Start of Dataset content
PR #393, opened 2016-02-02
add d3-cloud package

pbaille:
This is my first attempt to create a package, it works for me locally, the package task is a little goofy so feel free to refactor it

### DIFF
--- a/d3-cloud/resources/cljsjs/d3-cloud/common/d3-cloud.ext.js
+++ b/d3-cloud/resources/cljsjs/d3-cloud/common/d3-cloud.ext.js
@@ -1,0 +1,2 @@
+var d3 = {};
+d3.layout.cloud = function () {};
--- a/d3-cloud/resources/cljsjs/d3-cloud/common/d3-cloud.ext.js
+++ b/d3-cloud/resources/cljsjs/d3-cloud/common/d3-cloud.ext.js
@@ -1,2 +1,19 @@
 var d3 = {};
 d3.layout.cloud = function () {};
+d3.layout.cloud.prototype = {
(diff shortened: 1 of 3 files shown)


Deraen:
Looks alright.

A problem with urls is that they refer to master branch instead of specific release. Preferred way would be to download `https://github.com/jasondavies/d3-cloud/archive/v1.2.1.zip` and sift file from `d3-cloud-1.2.1/build/d3.layout.cloud.js`.

Also, minify task can be used to create minified version for production folder.

Deraen:
Okay package task looks good now.

How well have you tested the extern? Looking at the readme, looks like `cloud` instance has some instance methods: https://github.com/jasondavies/d3-cloud#cloud

I think there should be defined in the extern, something like:

```js
d3.layout.cloud.prototype.on = function(type, listener) {};
```

d3-cloud/resources/cljsjs/d3-cloud/common/d3-cloud.ext.js
```diff
@@ -0,0 +1,2 @@
+var d3 = {};
+d3.layout.cloud = function () {};
```
Deraen: This might fail because `d3.layout` is null. Probably it should be defined as empty object.

pbaille: it work's locally here
I don't really know how externs works, but d3 is in dependencies so maybe it makes it work

Deraen: Okay.

PR #401, opened 2016-02-05
[exif] add exif.js library

upgradingdave:
This is my first pull request to cljsjs, so if I missed anything or if I can change anything to be more helpful, please let me know. 

Tested in simple and advanced compilation. Here's an example of a widget using this library: http://www.upgradingdave.com/blog/html/exif.html

Thanks, 
Dave

### DIFF
--- a/exif/README.md
+++ b/exif/README.md
@@ -1,0 +1,31 @@
+# cljsjs/exif
+
+[](dependency)
+```clojure
+[cljsjs/exif "2.1.1-1"]
+```
+[](/dependency)
+
+This jar comes with `deps.cljs` as used by the [Foreign Libs][flibs]
+feature of the Clojurescript compiler. After adding the above
+dependency to your project you can require the packaged library like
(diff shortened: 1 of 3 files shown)


Deraen:
Looking at the implementation, I think that the extern file is not complete?

I think following properties and methods should be declared in extern: `EXIF.Tags`, `EXIF.TiffTags`, `EXIF.GPSTags`, `EXIF.StringValues`, `EXIF.getTag`, `EXIT.getAllTags`, `EXIF.readFromBinaryFile`. (I did a quick search for `EXIF.` in the file).

upgradingdave:
Good call, I only put in what I needed, I'll add those to the ext as soon as I have a chance, thanks!

upgradingdave:
I updated the externs file, please let me know if I can clean anything else up. Thanks again.

Deraen:
Looks good. Thanks for contribution!

PR #403, opened 2016-02-08
[moment] Add moment.relativeTimeThreshold extern

actionshrimp:
Added extern for this function:
http://momentjs.com/docs/#/customization/relative-time-threshold/


crisptrutski:
LGTM

PR #406, opened 2016-02-09
[react-bootstrap] Add missing navbar externs

edpaget:
Just includes some components that were not in the externs file


Deraen:
If you want this deployed to Clojars you should also update build number in `build.boot`.

edpaget:
Done. Thanks for looking at it.

PR #420, opened 2016-02-16
[syn] Add syn

retro:
Adds [syn](http://github.com/bitovi/syn) - Standalone Synthetic Event Library

### DIFF
--- a/syn/README.md
+++ b/syn/README.md
@@ -1,0 +1,19 @@
+# cljsjs/syn
+[](dependency)
+```clojure
+[cljsjs/syn "0.1.2"] ;; latest release
+```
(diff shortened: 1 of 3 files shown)


Deraen:
As you are using `deps-cljs` task you should not also have `deps.cljs` file, as it will be overwritten by the task.

Or do I miss something?

retro:
@Deraen Ok, is it a better practice to remove the `deps-cljs` task or the `deps.cljs` file?

Deraen:
To remove `deps.cljs` and use the task.

retro:
`deps.cljs` file is removed

PR #422, opened 2016-02-18
[chartist] Fix chartist Line extern

robert-stuttaford:
The API is `Line`; the extern has `Linex`. Likely a typo.

### DIFF
--- a/chartist/build.boot
+++ b/chartist/build.boot
@@ -4,7 +4,7 @@
 
 (require '[cljsjs.boot-cljsjs.packaging :refer :all])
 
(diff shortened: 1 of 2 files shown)


Deraen:
Could you also update the build number so that I only need to merge PR to make the release?

robert-stuttaford:
Gosh, of course. Doing so now!

robert-stuttaford:
Done, @Deraen – thank you for your speedy response!

Deraen:
I referred to just increasing the build number (`-1`), updating the library in the process is good but now the checksums don't match.

PR #427, opened 2016-02-24
[jquery] Add modal function

zjhmale:
add modal function 

```clojure
(.modal (js/$ "#id") "hide")
```

@Deraen

### DIFF
--- a/jquery/resources/cljsjs/common/jquery.ext.js
+++ b/jquery/resources/cljsjs/common/jquery.ext.js
@@ -252,6 +252,12 @@ jQuery.prototype.appendTo = function(target) {};
 jQuery.prototype.attr = function(arg1, arg2) {};
 
 /**
+ * @param {string} arg1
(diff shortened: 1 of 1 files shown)


Deraen:
Does jQuery really have modal function?

zjhmale:
raw jquery does not have modal function, but if you work with bootstrap modal windows, you have to call modal function with a jquery object.

Deraen:
Those functions should be defined on bootstrap extern, not on jquery extern.

Deraen:
Also, it has already been defined on bootstrap extern: https://github.com/cljsjs/packages/blob/master/bootstrap/resources/cljsjs/common/bootstrap.ext.js#L32

zjhmale:
my bad...  just find it [here](https://github.com/cljsjs/packages/blob/master/bootstrap/resources/cljsjs/common/bootstrap.ext.js#L32)

PR #2204, opened 2015-11-21
replaced native Array.splice to reduce gc churn

mreinstein:
Javascripts' built-in `Array.splice` is pretty slow, and generates garbage because it returns a newly created array containing the removed objects.

I've only replaced `Array.splice` where 1 item is removed. That seems to be the most common code path. Might be able to use this replacement function for removing multiple indices but I haven't looked into it.


englercj:
Wow: http://jsperf.com/manual-splice

That is very interesting, thanks for bringing this up! It looks good to me. The only problem is that you committed the built files! Would you mind removing those and force pushing this branch?

mreinstein:
> Would you mind removing those and force pushing this branch?

@englercj sure, I'll do it this afternoon. There are also a few places where native Array.splice is still used.

mreinstein:
see #2205 instead

PR #2205, opened 2015-11-21
replaced native Array.splice to reduce gc churn

mreinstein:
Javascripts' built-in `Array.splice` is pretty slow, and generates garbage because it returns a newly created array containing the removed objects.

I've only replaced `Array.splice` where 1 item is removed. That seems to be the most common code path. Might be able to use this replacement function for removing multiple indices but I haven't looked into it.

### DIFF
--- a/src/accessibility/AccessibilityManager.js
+++ b/src/accessibility/AccessibilityManager.js
@@ -201,7 +201,7 @@ AccessibilityManager.prototype.update = function()
 		{
 			child._accessibleActive = false;
 
-			this.children.splice(i, 1);
+			core.utils.spliceOne(this.children, i);
 			this.div.removeChild( child._accessibleDiv );
 			this.pool.push(child._accessibleDiv);
 			child._accessibleDiv = null;
--- a/src/core/display/Container.js
+++ b/src/core/display/Container.js
@@ -1,4 +1,5 @@
 var math = require('../math'),
+    utils = require('../utils'),
     DisplayObject = require('./DisplayObject'),
     RenderTexture = require('../textures/RenderTexture'),
     _tempMatrix = new math.Matrix();
@@ -233,8 +234,8 @@ Container.prototype.setChildIndex = function (child, index)
 
     var currentIndex = this.getChildIndex(child);
 
-    this.children.splice(currentIndex, 1); //remove from old position
-    this.children.splice(index, 0, child); //add at new position
+    utils.spliceOne(this.children, currentIndex); // remove from old position
+    this.children.splice(index, 0, child); // add at new position
     this.onChildrenChange(index);
 };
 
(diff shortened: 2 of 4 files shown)


adelciotto:
This is nice! :+1: 

Perhaps for removing multiple indices, something like this could be used:

```js
function splice(arr, startIdx, deleteCount) {
    if (startIdx >= arr.length || startIdx+deleteCount >= arr.length) {
        return;
    }

    for (var i = startIdx, len = arr.length-deleteCount; i < len; ++i) {
        arr[i] = (i > start+deleteCount ? arr[i + 1] : arr[i + deleteCount]);
    }

    arr.length = len;
}
```

```js
array = [0, 1, 2, 3, 4, 5, 6, 7, 8, 9, 10];
splice(array, 5, 3) // => [0, 1, 2, 3, 4, 8, 9, 10]
```

mreinstein:
@adelciotto looks good to me on first glance. Care to submit a few unit tests for this?

mreinstein:
`removeItem` or `removeElement` might be a better name choice than `splice` or `spliceOne`, because splice implies it offers the ability to add and remove elements in one call.

adelciotto:
good point @mreinstein. Should i just submit a PR with this new function in ```utils```, along with some unit tests ?

englercj:
@adelciotto Can you change `l` to `len` or `length`? It took me a while to realize it was an `l` and not a `1`.

mreinstein:
@adelciotto sounds good! 

one thing to be aware of; if you grep the pixi codebase you'll find `splice` is used in at least 1 place to add a new element to the array, and at least 1 place where the return result of `splice` is actually used. So you'll want to keep those as-is.

mreinstein:
I'd vote for `removeItems` as it's slightly shorter than `removeElements` :)

mreinstein:
somewhat on a tangent, this is the blog post that inspired me to move away from native `splice`. It has some other interesting ideas around efficient array handling. Might be worth a read:

https://gamealchemist.wordpress.com/2013/05/01/lets-get-those-javascript-arrays-to-work-fast/

englercj:
@mreinstein Thanks for starting this conversation and for sharing the blog post. I'm going to be looking hard at things like this for v4!

grovesNL:
While we're on this topic, it may be worthwhile to look at certain methods within [fast.js](https://github.com/codemix/fast.js) for potential speed improvements.

mreinstein:
> I'm going to be looking hard at things like this for v4!

@englercj is there a tentative roadmap for v4 in the works? Curious what you're thinking of right now. v3 emphasized modularization so I'm surprised that a major version number is planned. The biggest thing I can foresee needing is lighting/shadows. Above all else that's what is the most painful for me is not having lighting primitives.


@grovesNL fast looks interesting. One thing that I'd like to see is fast trig functions. The current pixi.js based code I'm working on is a particle engine, and it seems like Javascript's built-in `sin`, `cos` and other functions are the bottleneck. It would be great to tradeoff *some* accuracy for speed.

I have not at all tested or verified this fast trig gist, but on first inspection it looks correct:

https://gist.github.com/imbcmdth/6338194

englercj:
@mreinstein I'll publish something soon, I have some goals and things right now but I want to flesh it out a bit more.

mreinstein:
closing this in favor of #2209

PR #2208, opened 2015-11-24
Fix InteractionData.getLocalPosition populate existing point

twhitbeck:
Includes test

### DIFF
--- a/src/interaction/InteractionData.js
+++ b/src/interaction/InteractionData.js
@@ -38,10 +38,10 @@ module.exports = InteractionData;
  *
  * @param displayObject {PIXI.DisplayObject} The DisplayObject that you would like the local coords off
  * @param [point] {PIXI.Point} A Point object in which to store the value, optional (otherwise will create a new point)
- * param [globalPos] {PIXI.Point} A Point object containing your custom global coords, optional (otherwise will use the current global coords)
+ * @param [globalPos] {PIXI.Point} A Point object containing your custom global coords, optional (otherwise will use the current global coords)
  * @return {PIXI.Point} A point containing the coordinates of the InteractionData position relative to the DisplayObject
  */
 InteractionData.prototype.getLocalPosition = function (displayObject, point, globalPos)
 {
-    return displayObject.toLocal(globalPos ? globalPos : this.global, point);
+    return displayObject.toLocal(globalPos || this.global, null, point);
 };
--- a/test/unit/interaction/InteractionData.test.js
+++ b/test/unit/interaction/InteractionData.test.js
@@ -1,0 +1,16 @@
+describe('PIXI.interaction.InteractionData', function() {
+    describe('getLocalPosition', function() {
+        it('should populate second parameter with result', function() {
+            var data = new PIXI.interaction.InteractionData(),
+                displayObject = new PIXI.DisplayObject(),
+                point = new PIXI.Point();
+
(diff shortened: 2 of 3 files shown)


test/unit/interaction/InteractionData.test.js
```diff
@@ -0,0 +1,16 @@
...
+            var data = new PIXI.interaction.InteractionData(),
+                displayObject = new PIXI.DisplayObject(),
+                point = new PIXI.Point();
+
+            data.getLocalPosition(displayObject, point);
+
+            expect(point).to.exist;
+            expect(point).to.be.an.instanceof(PIXI.Point);
+            expect(point.x).to.equal(0);
+            expect(point.y).to.equal(0);
```
englercj: This is only the most basic case, I would add one that actually requires calculation so you can ensure it is correct.

src/interaction/InteractionData.js
```diff
@@ -38,10 +38,10 @@ module.exports = InteractionData;
...
  * @param displayObject {PIXI.DisplayObject} The DisplayObject that you would like the local coords off
  * @param [point] {PIXI.Point} A Point object in which to store the value, optional (otherwise will create a new point)
- * param [globalPos] {PIXI.Point} A Point object containing your custom global coords, optional (otherwise will use the current global coords)
+ * @param [globalPos] {PIXI.Point} A Point object containing your custom global coords, optional (otherwise will use the current global coords)
  * @return {PIXI.Point} A point containing the coordinates of the InteractionData position relative to the DisplayObject
  */
 InteractionData.prototype.getLocalPosition = function (displayObject, point, globalPos)
 {
-    return displayObject.toLocal(globalPos ? globalPos : this.global, point);
+    return displayObject.toLocal(globalPos || this.global, null, point);
```
englercj: This is a change in functionality, is that on purpose?

twhitbeck:
Perhaps I should have included more information in my pull request. The issue that this pull request fixes is that previously passing a `Point` as the second parameter to `getLocalPosition` did nothing.

src/interaction/InteractionData.js
twhitbeck: Yes, this was part of the fix.
Correct me if I'm wrong, but `globalPos ? globalPos : this.global` and `globalPos || this.global` are semantically equivalent, right?

test/unit/interaction/InteractionData.test.js
twhitbeck: This test only checks the thing which was broken and is fixed by the pull request. I suppose lots more tests could be added, but I'd add them with other pull requests/commits

twhitbeck: nvm, test needs to be rewritten

src/interaction/InteractionData.js
englercj: Yes, but I was talking about the fact that now you pass `null` for the `from` parameter instead of `point`.

test/unit/interaction/InteractionData.test.js
englercj: Yeah this doesn't actually test if it is set, because the default is zero and nothing would change it from zero.

twhitbeck:
Ok, the test actually tests this now.

englercj:
Looks good, unfortunately the PR is to the `master` branch so I will have to merge to `dev` manually when I get home.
End of Dataset content
Since only a number is wanted, please say how many lines in the data include the word "deps".

◆ **Task answer**:
5